(What is needed) Reproduce the data exactly as it stands.

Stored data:
* * * * *

PR #367, opened 2025-02-11
SDPC states charted

Vroodot:
While not all completely functional, most Movement States for the player's current controller have been mapped out.

* Abstracted Sprint and Move states
* Gave each state a Class Name
* Made @export States Type Safe
* other minor (hopefully inconsequential) tweaks to SDPC
* Updated the Test Area with full State Chart template

NOTE: Not all of the states are functional/do anything. This pass was mostly to just get the states mapped out


Phazorknight:
Thanks for this! Makes sense to get the foundation laid out, looking forward to future updates.

Vroodot:
Nothing worth noting on most recent Commit.

I just wanted to ensure GitHub Desktop was working the way I assumed.

Phazorknight:
Thanks for this work so far. Looks intuitiviely structured.

When pulling and running this, had an error where no _PauseMovementState_ was assigned. I quickly assigned the SDPCStateInterfacing (might wanna rename this to _PausedMovement_ or something similar that's a bit more intuititive.

I think some functionality could probably be combined under one state instead of splitting it up too much but I asssume we'll discover that as we work our way through it. For example I'd say 'bunnyhop' logic can be part of the 'jump' state.

Vroodot:
No worries!
Good catch on the Interfacing/PauseMenu thing!
That was something I'd planned on updating once I discovered the distinction between `paused` and `ui_open`but guess slipped through cracks. Will be fixed on next push.

Will experiment with size of States and get back to you.

Here's my current reasoning on the granular implementation using Bunnyhop as an example:

Since this State can only be accessed through sliding, it can be in a clean chain
`Idle -> Move -> Sprint -> Slide -> Bunnyhop -> [Chain Bunnyhop Tech]`

While Jump itself is already kind of expecting a lot of Inputs:
i.e: Stamina Level, On Ladder, Climbing, Sprinting, Moving, Standing, Crouching

Having certain niche chains like this would keep specific movement tech from muddying up the rest of Jump Script.


However, I did a quick mockup of your suggestion.

psuedo-code
```
on Jump:
 if was_sliding:
    # Bunny Hop Stuff
 else: 
    # Regular Jump Stuff
    
on Landing:
  if was_bunnyhopping:
    # Bunny Hop Chaining Stuff
  else:
   # Regular Jump Landing Stuff
```

And I'm pretty sure I can work around either method.
Just let me know your preferred way forward 👍

And no worries! It may be a couple of days until my next update, but I'll be in touch.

* * * * *

(Solution to the exercise)
PR #367, opened 2025-02-11
SDPC states charted

Vroodot:
While not all completely functional, most Movement States for the player's current controller have been mapped out.

* Abstracted Sprint and Move states
* Gave each state a Class Name
* Made @export States Type Safe
* other minor (hopefully inconsequential) tweaks to SDPC
* Updated the Test Area with full State Chart template

NOTE: Not all of the states are functional/do anything. This pass was mostly to just get the states mapped out


Phazorknight:
Thanks for this! Makes sense to get the foundation laid out, looking forward to future updates.

Vroodot:
Nothing worth noting on most recent Commit.

I just wanted to ensure GitHub Desktop was working the way I assumed.

Phazorknight:
Thanks for this work so far. Looks intuitiviely structured.

When pulling and running this, had an error where no _PauseMovementState_ was assigned. I quickly assigned the SDPCStateInterfacing (might wanna rename this to _PausedMovement_ or something similar that's a bit more intuititive.

I think some functionality could probably be combined under one state instead of splitting it up too much but I asssume we'll discover that as we work our way through it. For example I'd say 'bunnyhop' logic can be part of the 'jump' state.

Vroodot:
No worries!
Good catch on the Interfacing/PauseMenu thing!
That was something I'd planned on updating once I discovered the distinction between `paused` and `ui_open`but guess slipped through cracks. Will be fixed on next push.

Will experiment with size of States and get back to you.

Here's my current reasoning on the granular implementation using Bunnyhop as an example:

Since this State can only be accessed through sliding, it can be in a clean chain
`Idle -> Move -> Sprint -> Slide -> Bunnyhop -> [Chain Bunnyhop Tech]`

While Jump itself is already kind of expecting a lot of Inputs:
i.e: Stamina Level, On Ladder, Climbing, Sprinting, Moving, Standing, Crouching

Having certain niche chains like this would keep specific movement tech from muddying up the rest of Jump Script.


However, I did a quick mockup of your suggestion.

psuedo-code
```
on Jump:
 if was_sliding:
    # Bunny Hop Stuff
 else: 
    # Regular Jump Stuff
    
on Landing:
  if was_bunnyhopping:
    # Bunny Hop Chaining Stuff
  else:
   # Regular Jump Landing Stuff
```

And I'm pretty sure I can work around either method.
Just let me know your preferred way forward 👍

And no worries! It may be a couple of days until my next update, but I'll be in touch.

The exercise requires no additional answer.